* Goal of the exercise *
Take the entries below and print only the lines from the one with "That's why I" through the one with "eldy, line 5137: There", exactly as they stand, both ends included.

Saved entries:
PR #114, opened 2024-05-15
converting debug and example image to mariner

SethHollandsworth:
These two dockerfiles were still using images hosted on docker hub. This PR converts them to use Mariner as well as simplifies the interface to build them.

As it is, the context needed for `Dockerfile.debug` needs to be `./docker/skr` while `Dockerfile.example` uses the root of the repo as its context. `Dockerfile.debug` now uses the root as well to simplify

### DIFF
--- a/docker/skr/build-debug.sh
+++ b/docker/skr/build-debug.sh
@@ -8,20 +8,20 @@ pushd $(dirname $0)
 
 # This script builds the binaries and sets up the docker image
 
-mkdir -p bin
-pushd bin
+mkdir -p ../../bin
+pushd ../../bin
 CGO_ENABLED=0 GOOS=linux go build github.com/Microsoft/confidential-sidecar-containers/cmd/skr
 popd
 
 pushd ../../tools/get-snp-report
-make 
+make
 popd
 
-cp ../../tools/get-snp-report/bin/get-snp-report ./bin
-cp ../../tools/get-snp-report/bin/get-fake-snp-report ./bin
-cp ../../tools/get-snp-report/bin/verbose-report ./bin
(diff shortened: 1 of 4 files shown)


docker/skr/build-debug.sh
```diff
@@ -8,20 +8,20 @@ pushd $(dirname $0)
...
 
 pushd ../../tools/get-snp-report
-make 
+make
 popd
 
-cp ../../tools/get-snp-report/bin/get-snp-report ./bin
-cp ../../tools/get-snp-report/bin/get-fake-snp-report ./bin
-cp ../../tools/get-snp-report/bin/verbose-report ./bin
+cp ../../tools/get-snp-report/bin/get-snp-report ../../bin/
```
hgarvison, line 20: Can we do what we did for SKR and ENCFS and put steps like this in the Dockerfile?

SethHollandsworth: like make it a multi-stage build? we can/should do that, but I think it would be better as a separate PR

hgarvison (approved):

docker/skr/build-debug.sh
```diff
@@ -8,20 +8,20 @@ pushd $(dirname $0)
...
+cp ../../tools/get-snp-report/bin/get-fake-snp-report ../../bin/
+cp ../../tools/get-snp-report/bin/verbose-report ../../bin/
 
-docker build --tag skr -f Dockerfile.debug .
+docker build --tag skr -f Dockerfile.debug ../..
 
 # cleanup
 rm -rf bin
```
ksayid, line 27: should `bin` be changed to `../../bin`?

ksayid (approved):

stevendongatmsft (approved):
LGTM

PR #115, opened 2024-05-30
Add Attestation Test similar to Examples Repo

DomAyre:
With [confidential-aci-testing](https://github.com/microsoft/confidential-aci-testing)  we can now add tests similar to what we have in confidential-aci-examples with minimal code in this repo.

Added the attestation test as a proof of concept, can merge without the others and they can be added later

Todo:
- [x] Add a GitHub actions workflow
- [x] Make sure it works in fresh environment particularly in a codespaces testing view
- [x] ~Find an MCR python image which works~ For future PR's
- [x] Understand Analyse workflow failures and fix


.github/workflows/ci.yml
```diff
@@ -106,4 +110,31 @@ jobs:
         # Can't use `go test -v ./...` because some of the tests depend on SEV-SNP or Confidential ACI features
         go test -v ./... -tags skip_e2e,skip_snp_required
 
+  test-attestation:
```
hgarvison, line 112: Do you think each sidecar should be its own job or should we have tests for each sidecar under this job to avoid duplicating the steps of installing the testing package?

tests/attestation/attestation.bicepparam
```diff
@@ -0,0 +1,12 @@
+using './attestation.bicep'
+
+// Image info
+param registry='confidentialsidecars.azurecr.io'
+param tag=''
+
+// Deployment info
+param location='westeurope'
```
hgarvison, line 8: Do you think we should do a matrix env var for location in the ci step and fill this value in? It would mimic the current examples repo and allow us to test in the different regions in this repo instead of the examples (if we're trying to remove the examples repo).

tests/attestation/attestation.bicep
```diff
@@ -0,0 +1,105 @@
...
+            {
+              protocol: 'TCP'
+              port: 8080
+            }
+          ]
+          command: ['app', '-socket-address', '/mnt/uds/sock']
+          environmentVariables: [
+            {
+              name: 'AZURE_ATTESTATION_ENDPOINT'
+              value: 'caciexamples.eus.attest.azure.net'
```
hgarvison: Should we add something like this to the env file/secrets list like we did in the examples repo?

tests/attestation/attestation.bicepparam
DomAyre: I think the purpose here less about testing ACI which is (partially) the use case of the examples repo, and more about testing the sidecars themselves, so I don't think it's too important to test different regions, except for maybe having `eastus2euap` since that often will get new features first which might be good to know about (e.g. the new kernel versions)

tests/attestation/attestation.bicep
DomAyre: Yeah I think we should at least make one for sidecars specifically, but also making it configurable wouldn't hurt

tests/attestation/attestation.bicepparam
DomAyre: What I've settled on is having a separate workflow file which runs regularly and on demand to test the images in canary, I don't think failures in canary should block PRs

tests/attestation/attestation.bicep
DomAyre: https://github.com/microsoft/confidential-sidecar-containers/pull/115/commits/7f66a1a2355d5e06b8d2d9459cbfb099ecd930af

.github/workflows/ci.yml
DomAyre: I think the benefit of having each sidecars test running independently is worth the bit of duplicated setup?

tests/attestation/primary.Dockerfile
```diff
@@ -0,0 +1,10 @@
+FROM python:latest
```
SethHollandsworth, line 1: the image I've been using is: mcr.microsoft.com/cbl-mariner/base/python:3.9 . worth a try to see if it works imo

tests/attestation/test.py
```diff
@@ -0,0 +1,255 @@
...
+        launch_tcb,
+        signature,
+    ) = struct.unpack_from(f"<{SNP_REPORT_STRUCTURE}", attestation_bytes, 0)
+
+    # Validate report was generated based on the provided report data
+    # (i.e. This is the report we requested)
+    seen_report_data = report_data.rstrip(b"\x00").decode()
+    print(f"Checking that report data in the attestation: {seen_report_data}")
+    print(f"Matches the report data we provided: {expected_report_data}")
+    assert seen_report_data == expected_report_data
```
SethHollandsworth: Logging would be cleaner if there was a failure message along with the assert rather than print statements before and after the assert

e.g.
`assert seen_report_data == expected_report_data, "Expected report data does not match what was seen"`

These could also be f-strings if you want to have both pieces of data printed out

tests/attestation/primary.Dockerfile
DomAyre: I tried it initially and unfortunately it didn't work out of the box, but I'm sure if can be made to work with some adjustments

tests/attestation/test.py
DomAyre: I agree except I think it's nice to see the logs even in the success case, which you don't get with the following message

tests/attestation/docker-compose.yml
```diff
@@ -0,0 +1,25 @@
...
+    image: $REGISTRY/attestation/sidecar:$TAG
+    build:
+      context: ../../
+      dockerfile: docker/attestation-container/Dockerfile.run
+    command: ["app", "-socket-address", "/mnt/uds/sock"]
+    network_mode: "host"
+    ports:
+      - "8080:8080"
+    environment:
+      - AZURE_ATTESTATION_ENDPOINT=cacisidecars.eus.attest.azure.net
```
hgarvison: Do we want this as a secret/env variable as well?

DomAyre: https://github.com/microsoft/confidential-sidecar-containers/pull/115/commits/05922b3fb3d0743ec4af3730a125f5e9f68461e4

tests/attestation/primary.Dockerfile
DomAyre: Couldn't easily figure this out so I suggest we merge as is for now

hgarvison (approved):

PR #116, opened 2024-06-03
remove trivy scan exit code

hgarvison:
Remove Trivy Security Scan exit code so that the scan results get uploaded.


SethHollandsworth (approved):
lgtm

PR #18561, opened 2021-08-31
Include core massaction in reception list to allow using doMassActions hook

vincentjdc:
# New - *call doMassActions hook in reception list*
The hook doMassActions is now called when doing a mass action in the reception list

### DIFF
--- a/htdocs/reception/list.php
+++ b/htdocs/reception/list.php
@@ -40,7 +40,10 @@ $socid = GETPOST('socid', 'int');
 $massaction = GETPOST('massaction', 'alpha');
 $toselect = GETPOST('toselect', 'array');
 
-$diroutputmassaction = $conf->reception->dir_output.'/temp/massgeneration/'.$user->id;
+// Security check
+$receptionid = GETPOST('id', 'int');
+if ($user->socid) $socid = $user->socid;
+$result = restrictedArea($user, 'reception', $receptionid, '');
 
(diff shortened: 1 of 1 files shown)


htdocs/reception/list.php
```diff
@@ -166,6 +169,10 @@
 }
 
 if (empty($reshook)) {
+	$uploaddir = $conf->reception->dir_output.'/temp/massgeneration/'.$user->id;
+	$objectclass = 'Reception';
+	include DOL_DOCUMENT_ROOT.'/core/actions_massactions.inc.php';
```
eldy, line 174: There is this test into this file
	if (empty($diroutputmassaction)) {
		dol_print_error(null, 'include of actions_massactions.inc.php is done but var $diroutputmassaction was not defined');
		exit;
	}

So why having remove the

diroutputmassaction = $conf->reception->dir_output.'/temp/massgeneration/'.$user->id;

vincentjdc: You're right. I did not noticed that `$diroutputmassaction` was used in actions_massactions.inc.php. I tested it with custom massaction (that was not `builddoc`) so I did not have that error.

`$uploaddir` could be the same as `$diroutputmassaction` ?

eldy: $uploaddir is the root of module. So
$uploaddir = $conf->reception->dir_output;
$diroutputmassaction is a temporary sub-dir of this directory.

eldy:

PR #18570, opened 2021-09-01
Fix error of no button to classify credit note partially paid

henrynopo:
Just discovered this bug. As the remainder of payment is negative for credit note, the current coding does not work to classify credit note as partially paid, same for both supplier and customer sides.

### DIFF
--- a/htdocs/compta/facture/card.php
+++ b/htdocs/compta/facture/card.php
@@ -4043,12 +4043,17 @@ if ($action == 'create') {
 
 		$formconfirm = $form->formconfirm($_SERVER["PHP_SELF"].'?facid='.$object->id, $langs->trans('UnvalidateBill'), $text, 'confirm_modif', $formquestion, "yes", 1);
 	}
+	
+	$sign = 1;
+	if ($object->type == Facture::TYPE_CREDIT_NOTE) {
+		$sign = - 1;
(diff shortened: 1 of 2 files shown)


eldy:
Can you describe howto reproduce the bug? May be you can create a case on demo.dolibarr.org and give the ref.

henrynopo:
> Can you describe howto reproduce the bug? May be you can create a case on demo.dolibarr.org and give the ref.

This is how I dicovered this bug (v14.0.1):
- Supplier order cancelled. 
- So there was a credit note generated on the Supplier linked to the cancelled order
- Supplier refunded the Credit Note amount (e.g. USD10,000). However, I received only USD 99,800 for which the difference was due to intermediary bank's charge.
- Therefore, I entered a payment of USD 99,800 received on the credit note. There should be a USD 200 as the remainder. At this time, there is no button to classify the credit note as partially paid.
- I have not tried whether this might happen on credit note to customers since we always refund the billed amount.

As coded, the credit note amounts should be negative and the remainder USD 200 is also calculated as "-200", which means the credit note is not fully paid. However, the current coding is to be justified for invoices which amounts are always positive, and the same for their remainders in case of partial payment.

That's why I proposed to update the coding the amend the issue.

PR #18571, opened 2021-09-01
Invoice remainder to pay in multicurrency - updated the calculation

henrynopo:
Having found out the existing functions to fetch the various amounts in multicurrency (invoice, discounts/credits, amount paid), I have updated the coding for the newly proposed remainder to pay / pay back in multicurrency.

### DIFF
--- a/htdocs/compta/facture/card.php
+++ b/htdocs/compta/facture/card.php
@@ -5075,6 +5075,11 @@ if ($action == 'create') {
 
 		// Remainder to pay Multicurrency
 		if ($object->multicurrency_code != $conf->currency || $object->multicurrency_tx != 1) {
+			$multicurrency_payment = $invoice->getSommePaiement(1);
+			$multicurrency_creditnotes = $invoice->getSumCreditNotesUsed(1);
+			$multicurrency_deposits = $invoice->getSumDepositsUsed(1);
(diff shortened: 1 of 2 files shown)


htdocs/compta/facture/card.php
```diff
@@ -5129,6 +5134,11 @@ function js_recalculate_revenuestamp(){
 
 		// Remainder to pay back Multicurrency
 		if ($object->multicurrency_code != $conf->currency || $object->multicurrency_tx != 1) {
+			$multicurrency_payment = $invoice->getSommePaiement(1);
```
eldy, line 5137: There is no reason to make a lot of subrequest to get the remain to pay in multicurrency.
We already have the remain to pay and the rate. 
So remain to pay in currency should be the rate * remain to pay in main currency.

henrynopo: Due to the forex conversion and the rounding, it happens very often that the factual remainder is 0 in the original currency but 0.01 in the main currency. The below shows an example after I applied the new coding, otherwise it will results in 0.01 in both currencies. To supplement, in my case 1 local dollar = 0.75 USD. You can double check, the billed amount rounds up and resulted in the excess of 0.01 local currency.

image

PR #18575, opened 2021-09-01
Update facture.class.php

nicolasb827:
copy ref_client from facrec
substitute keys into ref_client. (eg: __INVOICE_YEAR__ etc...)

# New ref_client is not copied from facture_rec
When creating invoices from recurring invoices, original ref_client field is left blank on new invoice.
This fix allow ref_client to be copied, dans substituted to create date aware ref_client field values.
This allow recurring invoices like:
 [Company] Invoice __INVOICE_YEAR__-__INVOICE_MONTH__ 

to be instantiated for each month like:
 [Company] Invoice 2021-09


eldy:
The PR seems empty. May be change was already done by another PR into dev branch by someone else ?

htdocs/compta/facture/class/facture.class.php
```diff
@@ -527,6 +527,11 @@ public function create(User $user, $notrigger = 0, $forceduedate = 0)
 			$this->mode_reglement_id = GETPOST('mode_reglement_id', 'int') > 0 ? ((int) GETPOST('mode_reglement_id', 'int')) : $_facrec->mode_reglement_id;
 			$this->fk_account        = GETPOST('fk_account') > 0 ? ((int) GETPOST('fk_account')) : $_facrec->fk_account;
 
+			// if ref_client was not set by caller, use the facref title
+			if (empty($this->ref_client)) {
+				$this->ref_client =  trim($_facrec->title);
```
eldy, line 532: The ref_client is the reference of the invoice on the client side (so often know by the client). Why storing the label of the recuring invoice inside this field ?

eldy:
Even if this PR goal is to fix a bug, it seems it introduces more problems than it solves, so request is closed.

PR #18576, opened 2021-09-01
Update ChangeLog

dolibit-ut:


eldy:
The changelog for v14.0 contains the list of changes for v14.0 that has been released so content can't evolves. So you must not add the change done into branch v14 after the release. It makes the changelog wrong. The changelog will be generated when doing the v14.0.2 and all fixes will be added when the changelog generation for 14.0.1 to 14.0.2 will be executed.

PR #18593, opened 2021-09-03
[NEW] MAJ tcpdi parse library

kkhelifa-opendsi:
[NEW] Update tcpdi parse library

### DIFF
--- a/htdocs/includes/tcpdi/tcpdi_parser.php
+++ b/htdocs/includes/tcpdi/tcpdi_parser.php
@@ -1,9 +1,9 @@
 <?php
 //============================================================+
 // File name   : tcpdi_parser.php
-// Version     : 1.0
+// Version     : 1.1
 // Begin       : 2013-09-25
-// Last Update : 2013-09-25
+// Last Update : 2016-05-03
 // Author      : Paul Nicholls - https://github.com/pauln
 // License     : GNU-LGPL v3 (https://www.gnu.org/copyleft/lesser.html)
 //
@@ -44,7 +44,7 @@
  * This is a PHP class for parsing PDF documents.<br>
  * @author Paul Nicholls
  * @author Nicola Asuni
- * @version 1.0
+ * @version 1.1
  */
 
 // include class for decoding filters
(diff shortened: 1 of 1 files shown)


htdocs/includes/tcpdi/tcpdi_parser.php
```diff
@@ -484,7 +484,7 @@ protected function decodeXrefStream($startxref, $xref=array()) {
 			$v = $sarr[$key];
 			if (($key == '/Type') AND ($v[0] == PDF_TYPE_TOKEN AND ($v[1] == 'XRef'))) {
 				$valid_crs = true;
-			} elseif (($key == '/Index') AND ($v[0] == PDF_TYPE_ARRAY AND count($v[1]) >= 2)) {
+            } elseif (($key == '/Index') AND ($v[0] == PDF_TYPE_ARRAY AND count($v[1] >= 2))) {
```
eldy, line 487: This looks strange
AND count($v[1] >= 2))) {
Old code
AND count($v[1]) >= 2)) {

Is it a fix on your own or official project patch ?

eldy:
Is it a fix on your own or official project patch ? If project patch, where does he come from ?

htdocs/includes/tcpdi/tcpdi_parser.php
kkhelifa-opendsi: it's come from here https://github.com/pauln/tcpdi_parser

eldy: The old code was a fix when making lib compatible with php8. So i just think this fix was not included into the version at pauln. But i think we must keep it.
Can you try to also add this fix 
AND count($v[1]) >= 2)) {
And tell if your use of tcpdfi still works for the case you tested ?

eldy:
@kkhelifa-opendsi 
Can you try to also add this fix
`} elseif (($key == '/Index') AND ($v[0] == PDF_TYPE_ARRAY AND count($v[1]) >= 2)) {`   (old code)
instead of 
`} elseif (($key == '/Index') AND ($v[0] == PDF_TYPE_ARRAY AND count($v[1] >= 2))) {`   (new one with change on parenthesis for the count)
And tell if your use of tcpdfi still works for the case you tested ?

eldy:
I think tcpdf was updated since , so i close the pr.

* Solution to the exercise *
That's why I proposed to update the coding the amend the issue.

PR #18571, opened 2021-09-01
Invoice remainder to pay in multicurrency - updated the calculation

henrynopo:
Having found out the existing functions to fetch the various amounts in multicurrency (invoice, discounts/credits, amount paid), I have updated the coding for the newly proposed remainder to pay / pay back in multicurrency.

### DIFF
--- a/htdocs/compta/facture/card.php
+++ b/htdocs/compta/facture/card.php
@@ -5075,6 +5075,11 @@ if ($action == 'create') {
 
 		// Remainder to pay Multicurrency
 		if ($object->multicurrency_code != $conf->currency || $object->multicurrency_tx != 1) {
+			$multicurrency_payment = $invoice->getSommePaiement(1);
+			$multicurrency_creditnotes = $invoice->getSumCreditNotesUsed(1);
+			$multicurrency_deposits = $invoice->getSumDepositsUsed(1);
(diff shortened: 1 of 2 files shown)


htdocs/compta/facture/card.php
```diff
@@ -5129,6 +5134,11 @@ function js_recalculate_revenuestamp(){
 
 		// Remainder to pay back Multicurrency
 		if ($object->multicurrency_code != $conf->currency || $object->multicurrency_tx != 1) {
+			$multicurrency_payment = $invoice->getSommePaiement(1);
```
eldy, line 5137: There is no reason to make a lot of subrequest to get the remain to pay in multicurrency.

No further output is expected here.